Un contributo letterario tra Alessandria e il Mediterraneo
Posted by giovanniag on December 3, 2007
Cari amici,
Vi propongo oggi degli estratti dei libri di viaggio di Marco Grassano, scrittore alessandrino nato nel 1961, specializzato in Lingua e Letteratura Spagnola e grande conoscitore della letteratura portoghese.
Appassionato degli autori della classicità e grande amante della buona tradizione letteraria italiana, Marco trova nel tema della natura e del paesaggio il filo conduttore della sua creatività, ispirata anche al modello di lirismo ambientale di Francesco Biamonti, che ha avuto il privilegio di conoscere.
Riporto qui due brevi passi tratti dai suoi due libri Lisbona e Tago e tutto e Fin dove cresce l’ulivo, nonché un frammento della Prefazione al secondo, scritta dallo stesso Biamonti. Le parole del grande scrittore ligure sembrano accompagnare lo sguardo sui territori esplorati con l’anima da Marco. Come un Virgilio sospeso tra letteratura e mondo, Biamonti guida la sensibile vena poetico-pittorica di Grassano verso una percezione piena della fragranza degli ambienti, che ancora adesso egli cerca di sviluppare. Ce lo spiega lui stesso, in una breve intervista che gli ho fatto, e che segue subito dopo i passi citati.
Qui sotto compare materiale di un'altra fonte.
PR #940, opened 2022-10-30
update documentation to DocBook 5.0

tsteven4:
This PR updates the documentation from DocBook 4.5 (10/2006) to DocBook 5.0 (released 2/2008)
Methodology:
The conversion relied on the db4-update.xsl file provided by DocBook.  The exact process is captured in xmldoc/convertdoc.
Validation:
gpsbabel.pdf before and after this PR were compared with diffpdf.
gpsbabel.html before and after was saved as a pdf from firefox using "Microsoft Print to PDF", and those pdf files were compared with diffpdf.

A number of conversion issues were found and corrected using the above process.
1) the DocBook 4.5 productname element had a default class of trade, and rendered the elements with the trade mark sign.  DocBook 5.0 did not annotate productname elements with the trade mark sign.  The elements were changed to trademark elements to match the previous document.
2) the db4-update.xsl style sheet from the DocBook 5.0 release dropped the "Appendix A." from the titles "Appendix A. Supported Datums", etc. in gpsbabel.html.  This was fixed in the DocBook 5.1 style sheet.
3) the db4-update.xsl style sheet from the DocBook 5.0 releases dropped the index letters in the glossary. This was fixed in the DocBook 5.1 style sheet.
4) the DocBook 5.1 style sheet dropped the link portion of term/ulink elements.  We have two such elements, the link was adding back in using a patch.

There were issues using the entity replacement scheme for the individual bits of formats and filters.  The bits from formats/*.xml, formats/options/*.xml, filters/*xml and filters/options/*.xml are now copied by makedoc into autogen/fmt_*.xml and autogen/filter_*.xml.

This results in gpsbabel.html files that compare, and one miscompare for gpsbabel.pdf.  The miscompare is due to a different font that is used for uri elements as opposed to link elements, which are both derived from the original ulink elements.  We have two uri elements, and the one geocaching glossary entry is detected.  This difference was judged to be acceptable, and perhaps even desirable.

DocBook 5.0 uses the schema langauge RELAX NG, which is reportedly not fully implemented with xmllint.  We switched the validation tool to jing.

The documents are being prepared in CI on both ubuntu and macos.


tsteven4:
In the future I suggest we convert gpsbabel.html documentation to html 5.  We may also want to convert the gpsbabel.org version for smarty to html 5 as well, although I cannot test that result at all.

robertlipe:
Wow, you looked under a lot of refrigerators when tackling this. There are a whole lot of technologies I don't fully understand you had to touch. Thanx!

Approved.

robertlipe:
Probably, yes.

There was some ceiling I hit with Smarty where I couldn't trivially update
it past a certain version. I need to come back and tackle that.

PR #52, opened 2023-09-26
[FLINK-28303] Support LatestOffsetsInitializer to avoid latest-offset strategy lose data

Tan-JiaLiang:

Currently, enumerator would send the LATEST_OFFSET marker into reader, when no data is consumed the currentOffset will always equal to -1. This causes the saved currentOffset to be -1 at checkpoint/savepoint, meaning that data is lost between the time the task stops and the time it resumes.

For example:
Assume topic has 3 partitions, A/B/C
1. Start job with `latest-offsets` offsets initializer. A/B/C's `currentOffset` is -1, which means that it will call `seekToEnd` in `KafkaSourceReader`.
2. Write a record to partition A and B, C is empty. The `currentOffset` for three partitions is A=1, B=1, C=-1.
3. Stop the job with savepoint. It will save the `currentOffset` A=1, B=1, C=-1 into savepoint.
4. Write a record for each partition. All partitions get a new record. The `endOffset` for each partition is A=2, B=2, C=1 after written.
5. Restore the job from savepoint. After restore, partition A's and B's consume is ok, but because of the partition C's `currentOffset` is -1, it will call the `seekToEnd` API to restore consume, so data offset=1 lost.

## Brief change log

  - *Implement the LatestOffsetsInitializer for latest-offset strategy.*
  - *Remove KafkaPartitionSplit.LATEST_OFFSET and its dependency.*
  - *Modify the corresponding test case above.*

## Verifying this change

Please make sure both new and modified tests in this PR follows the conventions defined in our code quality guide: https://flink.apache.org/contributing/code-style-and-quality-common.html#testing

This change is already covered by existing tests, such as
  - *KafkaTableITCase#testLatestOffsetStrategyResume.*
  - *OffsetsInitializerTest#testLatestOffsetsInitializer.*
  - *KafkaDynamicTableFactoryTest#testBoundedLatestOffset.*
  - *UpsertKafkaDynamicTableFactoryTest#testBoundedLatestOffset.*

  - Dependencies (does it add or upgrade a dependency): No
  - The public API, i.e., is any changed class annotated with `@Public(Evolving)`: No
  - The serializers: No
  - The runtime per-record code paths (performance sensitive): No
  - Anything that affects deployment or recovery: JobManager (and its components), Checkpointing, Kubernetes/Yarn, ZooKeeper: No
  - The S3 file system connector: No

### DIFF
--- a/flink-connector-kafka/src/main/java/org/apache/flink/connector/kafka/source/reader/KafkaPartitionSplitReader.java
+++ b/flink-connector-kafka/src/main/java/org/apache/flink/connector/kafka/source/reader/KafkaPartitionSplitReader.java
@@ -201,8 +201,7 @@ public class KafkaPartitionSplitReader
 
         // Seek on the newly assigned partitions to their stating offsets.
         seekToStartingOffsets(
-                partitionsStartingFromEarliest,
-                partitionsStartingFromSpecifiedOffsets);
+                partitionsStartingFromEarliest, partitionsStartingFromSpecifiedOffsets);
         // Setup the stopping offsets.
         acquireAndSetStoppingOffsets(partitionsStoppingAtCommitted);
 
@@ -268,8 +267,7 @@ public class KafkaPartitionSplitReader
     }
 
     private void parseStoppingOffsets(
-            KafkaPartitionSplit split,
-            Set<TopicPartition> partitionsStoppingAtCommitted) {
+            KafkaPartitionSplit split, Set<TopicPartition> partitionsStoppingAtCommitted) {
         TopicPartition tp = split.getTopicPartition();
         split.getStoppingOffset()
                 .ifPresent(
@@ -305,8 +303,7 @@ public class KafkaPartitionSplitReader
         }
     }
 
-    private void acquireAndSetStoppingOffsets(
-            Set<TopicPartition> partitionsStoppingAtCommitted) {
+    private void acquireAndSetStoppingOffsets(Set<TopicPartition> partitionsStoppingAtCommitted) {
         if (!partitionsStoppingAtCommitted.isEmpty()) {
             retryOnWakeup(
                             () -> consumer.committed(partitionsStoppingAtCommitted),
--- a/flink-connector-kafka/src/main/java/org/apache/flink/connector/kafka/source/reader/KafkaPartitionSplitReader.java
+++ b/flink-connector-kafka/src/main/java/org/apache/flink/connector/kafka/source/reader/KafkaPartitionSplitReader.java
@@ -177,7 +177,9 @@ public class KafkaPartitionSplitReader
         // Starting offsets.
         Map<TopicPartition, Long> partitionsStartingFromSpecifiedOffsets = new HashMap<>();
         List<TopicPartition> partitionsStartingFromEarliest = new ArrayList<>();
+        List<TopicPartition> partitionsStartingFromLatest = new ArrayList<>();
         // Stopping offsets.
+        List<TopicPartition> partitionsStoppingAtLatest = new ArrayList<>();
         Set<TopicPartition> partitionsStoppingAtCommitted = new HashSet<>();
 
         // Parse the starting and stopping offsets.
@@ -189,8 +191,10 @@ public class KafkaPartitionSplitReader
                             parseStartingOffsets(
                                     s,
                                     partitionsStartingFromEarliest,
+                                    partitionsStartingFromLatest,
                                     partitionsStartingFromSpecifiedOffsets);
-                            parseStoppingOffsets(s, partitionsStoppingAtCommitted);
+                            parseStoppingOffsets(
+                                    s, partitionsStoppingAtLatest, partitionsStoppingAtCommitted);
                             // Track the new topic partition in metrics
                             kafkaSourceReaderMetrics.registerTopicPartition(s.getTopicPartition());
                         });
@@ -201,9 +205,11 @@ public class KafkaPartitionSplitReader
 
         // Seek on the newly assigned partitions to their stating offsets.
         seekToStartingOffsets(
-                partitionsStartingFromEarliest, partitionsStartingFromSpecifiedOffsets);
+                partitionsStartingFromEarliest,
+                partitionsStartingFromLatest,
+                partitionsStartingFromSpecifiedOffsets);
         // Setup the stopping offsets.
-        acquireAndSetStoppingOffsets(partitionsStoppingAtCommitted);
+        acquireAndSetStoppingOffsets(partitionsStoppingAtLatest, partitionsStoppingAtCommitted);
 
         // After acquiring the starting and stopping offsets, remove the empty splits if necessary.
         removeEmptySplits();
@@ -253,11 +259,14 @@ public class KafkaPartitionSplitReader
     private void parseStartingOffsets(
             KafkaPartitionSplit split,
             List<TopicPartition> partitionsStartingFromEarliest,
+            List<TopicPartition> partitionsStartingFromLatest,
             Map<TopicPartition, Long> partitionsStartingFromSpecifiedOffsets) {
         TopicPartition tp = split.getTopicPartition();
         // Parse starting offsets.
         if (split.getStartingOffset() == KafkaPartitionSplit.EARLIEST_OFFSET) {
             partitionsStartingFromEarliest.add(tp);
+        } else if (split.getStartingOffset() == KafkaPartitionSplit.LATEST_OFFSET) {
+            partitionsStartingFromLatest.add(tp);
         } else if (split.getStartingOffset() == KafkaPartitionSplit.COMMITTED_OFFSET) {
             // Do nothing here, the consumer will first try to get the committed offsets of
             // these partitions by default.
@@ -267,13 +276,17 @@ public class KafkaPartitionSplitReader
     }
 
     private void parseStoppingOffsets(
-            KafkaPartitionSplit split, Set<TopicPartition> partitionsStoppingAtCommitted) {
+            KafkaPartitionSplit split,
+            List<TopicPartition> partitionsStoppingAtLatest,
+            Set<TopicPartition> partitionsStoppingAtCommitted) {
         TopicPartition tp = split.getTopicPartition();
         split.getStoppingOffset()
                 .ifPresent(
                         stoppingOffset -> {
                             if (stoppingOffset >= 0) {
                                 stoppingOffsets.put(tp, stoppingOffset);
+                            } else if (stoppingOffset == KafkaPartitionSplit.LATEST_OFFSET) {
+                                partitionsStoppingAtLatest.add(tp);
                             } else if (stoppingOffset == KafkaPartitionSplit.COMMITTED_OFFSET) {
                                 partitionsStoppingAtCommitted.add(tp);
                             } else {
@@ -288,11 +301,17 @@ public class KafkaPartitionSplitReader
 
     private void seekToStartingOffsets(
             List<TopicPartition> partitionsStartingFromEarliest,
+            List<TopicPartition> partitionsStartingFromLatest,
             Map<TopicPartition, Long> partitionsStartingFromSpecifiedOffsets) {
 
         if (!partitionsStartingFromEarliest.isEmpty()) {
             LOG.trace("Seeking starting offsets to beginning: {}", partitionsStartingFromEarliest);
             consumer.seekToBeginning(partitionsStartingFromEarliest);
+        }
+
+        if (!partitionsStartingFromLatest.isEmpty()) {
+            LOG.trace("Seeking starting offsets to end: {}", partitionsStartingFromLatest);
+            consumer.seekToEnd(partitionsStartingFromLatest);
         }
 
         if (!partitionsStartingFromSpecifiedOffsets.isEmpty()) {
@@ -303,7 +322,11 @@ public class KafkaPartitionSplitReader
         }
     }
 
-    private void acquireAndSetStoppingOffsets(Set<TopicPartition> partitionsStoppingAtCommitted) {
+    private void acquireAndSetStoppingOffsets(
+            List<TopicPartition> partitionsStoppingAtLatest,
+            Set<TopicPartition> partitionsStoppingAtCommitted) {
+        Map<TopicPartition, Long> endOffset = consumer.endOffsets(partitionsStoppingAtLatest);
+        stoppingOffsets.putAll(endOffset);
         if (!partitionsStoppingAtCommitted.isEmpty()) {
             retryOnWakeup(
                             () -> consumer.committed(partitionsStoppingAtCommitted),
--- a/flink-connector-kafka/src/main/java/org/apache/flink/connector/kafka/source/reader/KafkaPartitionSplitReader.java
+++ b/flink-connector-kafka/src/main/java/org/apache/flink/connector/kafka/source/reader/KafkaPartitionSplitReader.java
@@ -177,9 +177,7 @@ public class KafkaPartitionSplitReader
         // Starting offsets.
         Map<TopicPartition, Long> partitionsStartingFromSpecifiedOffsets = new HashMap<>();
         List<TopicPartition> partitionsStartingFromEarliest = new ArrayList<>();
-        List<TopicPartition> partitionsStartingFromLatest = new ArrayList<>();
         // Stopping offsets.
-        List<TopicPartition> partitionsStoppingAtLatest = new ArrayList<>();
         Set<TopicPartition> partitionsStoppingAtCommitted = new HashSet<>();
 
         // Parse the starting and stopping offsets.
@@ -191,10 +189,8 @@ public class KafkaPartitionSplitReader
                             parseStartingOffsets(
                                     s,
                                     partitionsStartingFromEarliest,
-                                    partitionsStartingFromLatest,
                                     partitionsStartingFromSpecifiedOffsets);
-                            parseStoppingOffsets(
-                                    s, partitionsStoppingAtLatest, partitionsStoppingAtCommitted);
+                            parseStoppingOffsets(s, partitionsStoppingAtCommitted);
                             // Track the new topic partition in metrics
                             kafkaSourceReaderMetrics.registerTopicPartition(s.getTopicPartition());
                         });
@@ -206,10 +202,9 @@ public class KafkaPartitionSplitReader
         // Seek on the newly assigned partitions to their stating offsets.
         seekToStartingOffsets(
                 partitionsStartingFromEarliest,
-                partitionsStartingFromLatest,
                 partitionsStartingFromSpecifiedOffsets);
         // Setup the stopping offsets.
-        acquireAndSetStoppingOffsets(partitionsStoppingAtLatest, partitionsStoppingAtCommitted);
+        acquireAndSetStoppingOffsets(partitionsStoppingAtCommitted);
 
         // After acquiring the starting and stopping offsets, remove the empty splits if necessary.
         removeEmptySplits();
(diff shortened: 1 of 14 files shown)


flink-connector-kafka/src/main/java/org/apache/flink/connector/kafka/source/reader/KafkaPartitionSplitReader.java
```diff
@@ -205,11 +201,9 @@ public void handleSplitsChanges(SplitsChange<KafkaPartitionSplit> splitsChange)
 
         // Seek on the newly assigned partitions to their stating offsets.
         seekToStartingOffsets(
-                partitionsStartingFromEarliest,
-                partitionsStartingFromLatest,
-                partitionsStartingFromSpecifiedOffsets);
+                partitionsStartingFromEarliest, partitionsStartingFromSpecifiedOffsets);
         // Setup the stopping offsets.
-        acquireAndSetStoppingOffsets(partitionsStoppingAtLatest, partitionsStoppingAtCommitted);
+        acquireAndSetStoppingOffsets(partitionsStoppingAtCommitted);
```
Gerrrr, line 206: nit: with this method only acquiring committed offsets, we should change its name.

flink-connector-kafka/src/test/java/org/apache/flink/connector/kafka/source/enumerator/KafkaEnumeratorTest.java
```diff
@@ -300,7 +300,7 @@ public void testDiscoverPartitionsPeriodically() throws Throwable {
                     getAllAssignSplits(context, PRE_EXISTING_TOPICS);
             assertThat(initialPartitionAssign)
                     .extracting(KafkaPartitionSplit::getStartingOffset)
-                    .containsOnly(KafkaPartitionSplit.LATEST_OFFSET);
+                    .containsOnly((long) KafkaSourceTestEnv.NUM_RECORDS_PER_PARTITION);
```
Gerrrr, line 303: nit: redundant cast

Gerrrr (commented):
Thanks for the patch! I do think that we should add an e2e test, say to `KafkaTableITCase` that follows the repro instructions in the issue:
```
1. Set up a Kafka topic with 10 partitions
2. produce records 0-9 into the topic
3. take a savepoint and stop the job
4. produce records 10-19 into the topic
5. restore the job from the savepoint.
```

I think that we should add the test because otherwise there is no automatic way to verify that we do not accidentally reintroduce that issue again some time in the future. It will also speed up the review process since it will be easy to verify that the problem is fixed. For example, the e2e test fails on `main` and passes on this branch.

Please let me know if you need a hand with developing that test.

Tan-JiaLiang:
> Thanks for the patch! I do think that we should add an e2e test, say to `KafkaTableITCase` that follows the repro instructions in the issue:
> 
> ```
> 1. Set up a Kafka topic with 10 partitions
> 2. produce records 0-9 into the topic
> 3. take a savepoint and stop the job
> 4. produce records 10-19 into the topic
> 5. restore the job from the savepoint.
> ```
> 
> I think that we should add the test because otherwise there is no automatic way to verify that we do not accidentally reintroduce that issue again some time in the future. It will also speed up the review process since it will be easy to verify that the problem is fixed. For example, the e2e test fails on `main` and passes on this branch.
> 
> Please let me know if you need a hand with developing that test.

@Gerrrr Thanks for the code review, very useful suggestions. 
I have add test case in KafkaTableITCase#testLatestOffsetStrategyResume, please help to check.

flink-connector-kafka/src/test/java/org/apache/flink/connector/kafka/source/enumerator/KafkaEnumeratorTest.java
Tan-JiaLiang: I had been double check, removing it will results in a syntax error.

Gerrrr (approved):
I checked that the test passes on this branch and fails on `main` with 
PR #56, opened 2023-10-09
[FLINK-33219][connector/kafka] Add new archunit violation messages introduced by FLINK-31804

PatrickRen:
The reason we add new violation messages instead of update existing ones is that the patch of FLINK-31804 is only applied after Flink 1.18. We need to make sure the CI could run successfully for Flink versions before and after that.

If Kafka connector decides to drop support for versions before 1.18 in the future, please re-freeze the violations then.

### DIFF
--- a/.github/workflows/push_pr.yml
+++ b/.github/workflows/push_pr.yml
@@ -23,6 +23,10 @@ concurrency:
   cancel-in-progress: true
 jobs:
   compile_and_test:
+    strategy:
+      matrix:
+        flink: [ 1.17-SNAPSHOT, 1.18-SNAPSHOT ]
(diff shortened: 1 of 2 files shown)


.github/workflows/push_pr.yml
```diff
@@ -23,6 +23,10 @@ concurrency:
   cancel-in-progress: true
 jobs:
   compile_and_test:
+    strategy:
+      matrix:
+        flink: [ 1.17-SNAPSHOT, 1.18-SNAPSHOT ]
```
MartijnVisser, line 28:
```suggestion
        flink: [ 1.17.1, 1.18-SNAPSHOT ]
```

MartijnVisser (approved):

PR #57, opened 2023-10-09
[FLINK-33191][Connector/Kafka] Remove dependency on Flink Shaded

MartijnVisser:


flink-connector-kafka/src/test/java/org/apache/flink/connector/kafka/source/reader/deserializer/KafkaRecordDeserializationSchemaTest.java
```diff
@@ -82,16 +81,24 @@ public void testKafkaDeserializationSchemaWrapper() throws Exception {
     @Test
     public void testKafkaValueDeserializationSchemaWrapper() throws Exception {
         final ConsumerRecord<byte[], byte[]> consumerRecord = getConsumerRecord();
-        KafkaRecordDeserializationSchema<ObjectNode> schema =
-                KafkaRecordDeserializationSchema.valueOnly(
-                        new JsonDeserializationSchema<>(ObjectNode.class));
+        KafkaRecordDeserializationSchema<
+                        org.apache.flink.shaded.jackson2.com.fasterxml.jackson.databind.node
```
tzulitai, line 85: I'm a bit lost here. Why do these test code still need to use the shaded version?

MartijnVisser: > Why do these test code still need to use the shaded version?

It tests `flink-shaded-jackson` ObjectNodes that are coming from Flink's JSON format implementation. I talked about it with @zentol and we think it's a reasonable state to be in (until connectors live in their own plugin folder/classpath). If a user relies on `flink-json` they are locking themselves in to that specific Flink version, and therefore `flink-shaded-jackson`. If they use the JSON support from the connector itself, then they get vanilla jackson and are independent of Flink.

tzulitai (approved):

tzulitai:
I'm merging this now to `main` and `v3.0`

PR #58, opened 2023-10-10
[FLINK-33231] [source] Properly evict offsetsToCommit cache on checkpoint complete if no offsets exist

tzulitai:
Prior to this fix, if the offsets to commit for a given checkpoint is empty, which can be the case if no starting offsets were retrieved from Kafka yet, then on checkpoint completion the cache is not properly evicted up to the given checkpoint.

This change fixes this such that in notifyOnCheckpointComplete, we shortcut the method execution to not need to try to commit the offsets since its empty anyways, and always remember to evict the cache up to the completed checkpoint.

## Testing

I've modified the existing `KafkaSourceReaderTest#testCommitEmptyOffsets()` test to fail if the cache eviction fix was not applied. With this PR, that test now passes.


MartijnVisser (approved):
LGTM

lauri-suurvali-cko:
LGTM!

PR #60, opened 2023-10-13
[hotfix][docs] Fix scan.bounded.mode missing forward options

Tan-JiaLiang:
1. add `scan.bounded.mode`, `scan.startup.specific-offsets`, `scan.bounded.specific-offsets` into forward options.
2. fix `scan.bounded.mode` docs.


Tan-JiaLiang:
@MartijnVisser  Sorry late.

> Do we have tests for them?

To be honest, I checked all connectors(e.g. jdbc/hbase/filesystem...) but there is no test case for forward options.

Forward options is a set of ConfigOption that are directly forwarded to the runtime implementation but don't affect the final execution topology. And according to the design of FLINK-24456, `scan.bounded.mode`, `scan.bounded.specific-offsets`, `scan.bounded.timestamp-millis` should be forward options.

> And can you also check the Chinese docs?

Yes, I filled in the gaps in the Chinese documentation and translated the content.

Finally, the `sink.parallelism` option should not be a forward option, as it can lead to inconsistent parallelism between upstream and downstream operators and change the execution topology.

Da Lisbona e Tago e tutto, Franco Muzzio Editore, 1997, pag. 9 s.:
“Il sole è una carezza abbagliante: limpido, liquido lucore sulle lastre calcaree, sul lento scorrere del fiume. (…) Sono al Terreiro do Paço, lido di antiche partenze, ora rifugio di spacciatori truffaldini e incrocio di gente distratta. Poco oltre, la stazione dei cacilheiros per l’oltrefiume e la sua orbita di venditori; la negra monca d’un braccio che legge la Bibbia – turbante, abito a fiori – conferisce un plausibile tocco esotico da romanzo brasiliano; clienti si affollano tra le bancarelle dell’attiguo mercatino.
Potremmo proseguire in questa direzione, avventurarci fino all’Alfândega, all’adamantina Casa dos Bicos, al piantonato museo militare color senape di fronte alla rossa stazione di Santa Apolónia, al lontano tesoro di piastrelle del Convento da Madre de Deus, perso in sobborghi degradati, oppure seguire i vicoli acclivi alla chiesa di São Vicente e alla Graça. Le ore pigre del tardo mattino ci inviterebbero a perderci negli in numeri angoli di paradiso pedonale che cesellano l’Alfama dalle mille acque, a inerpicarci fino ai bastioni ventosi del Castello di San Giorgio, a dare uno sguardo al tempo cristallizzato del Pátio de D. Fradique o agli scavi dell’anfiteatro romano, in Rua da Saudade.
(…)”
Fin dove cresce l’ulivo, Franco Muzzio Editore, 1999, pag.80:
“Ora è giorno da un pezzo. La nebbia dilaga sui vigneti, precipitando – spumosa come una cateratta – attraverso il varco più a destra dei due che s’aprono quali curvi cedimenti nella linea collinare; poi si gonfia e ribolle lontana, dietro l’orizzonte dei poggi, fino a nascondere il sole, appeso immobile nel mezzo, in una nube di fitte particelle incandescenti. Gonfia e si alza a destra, verso il sole fosforeo di giugno, come il fumo di un’esplosione, dando alle cose una luminosa opacità, una lattiginosità dalla quale emerge solo la punta del colle più alto: ma anch’essa viene progressivamente sommersa. Poi la nube nebbiosa di destra si sposta verso il centro, si affievolisce, si attenua ovunque, e la cima torna ad emergere gradualmente; i contorni della vallata e delle colline riappaiono, si fanno più nitidi, lasciando solo uno sparso e tenue velo di caligine lievemente avvolta in lente volute. (…)”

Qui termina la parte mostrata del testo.